I am not sure about others but on several occasions I have opened Google Maps and looked for a street in London, a house in Dhaka, a Gallery in New York City, a cinema in Madrid; places I have visited in the past. I can revisit those thanks to that application. Wardha Shabbir employs Google Maps to create some of her compositions: demarcations as uncomplicated as an expanse of pastoral land, or a boundary-walled area. In her paintings (A River Land, and Growing in Silence), one comes across borderlines separating two fields, or a circular patch of plantation in the centre of bright yellow background.
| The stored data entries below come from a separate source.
PR #956, opened 2026-09-11
fix(adapters): compare apk/deb/rpm fix versions with grype's own format, not generic semver

### LINKED ISSUE #955: suggestedVersion() falls back to unguarded, semver-only comparison on OS-package versions, reopening the #845 downgrade bug and hiding real apk fixes
## Problem

`suggestedVersion` (`adapters/v1/domain_to_armo.go:294`) picks "the nearest fix version above the installed one" by parsing both the installed version and every candidate fix version with `github.com/Masterminds/semver/v3` and comparing them as semver. Real OS-package versions from apk/dpkg/rpm matches — the majority of matches grype produces for any Debian/Ubuntu/Alpine/RHEL-based image — are not semver, and this breaks in two independent ways:

1. **Epoch-prefixed versions fail to parse at all**, and the failure path returns `versions[0]` unconditionally, with no check that it's actually newer than what's installed. That's exactly the "can suggest a downgrade" bug fixed in #844/#845 for the parseable path — it's just unguarded again whenever `current` happens to carry an epoch, which dpkg/rpm add automatically to any package that has had an epoch bump (grype itself documents this format: `grype/pkg/package.go:23` — *"if there's an epoch, we'd expect a value like `4:2.17.2`"*).
2. **Multi-digit apk revision suffixes sort wrong.** Masterminds/semver treats `-r9`/`-r10` as prerelease identifiers and, since they aren't purely numeric, compares them lexically (`"r10" < "r9"`) instead of numerically. A genuinely newer fix revision can therefore compare as "not greater," so the loop never picks it up.

## Reproduction / Evidence

Using the vendored `github.com/Masterminds/semver/v3 v3.4.0` (the exact version pinned in `go.mod`) directly against `suggestedVersion`'s logic:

Along with maps, labyrinths (or their layouts) also fascinate Wardha Shabbir. She differentiates maps and labyrinths, as “to find and to lose”. However, one is forced to ponder over the disparity between the two pursuits. Are both the same? Lately, she has been drawing maps from physical experience: the route from her hotel to her gallery in London, and from imaginary settings: a tiny compound, a small enclosure, or some scattered spaces. This shift is evident in her paintings that have a geometric foundation, the illusion of a map/labyrinth with a wealth of vegetation (I Have Seen an Ocean, RGB, The In-Between, A Study Land 1 & 2). Sitting on strong reds, greens, yellows, oranges and greens, these demarcations of walls, displaced barrier, disjoined labyrinths (besides reminding one of the strong surfaces of Basohli miniatures), suggest another narrative. In her words, “making a line of a border is a way of separating an unwanted field”.

Looking at her works on paper in the glow of her video installation, one realises that no field, no garden, no roadway is a non-hostile venue for a human being, let alone a woman in our country, who is compelled to prefer maps to places as maps are safe, securely stored in our mobiles, minds and manhood. (Her solo exhibition Green Matter is being held July 13-24, 2021, at Canvas Gallery, Karachi).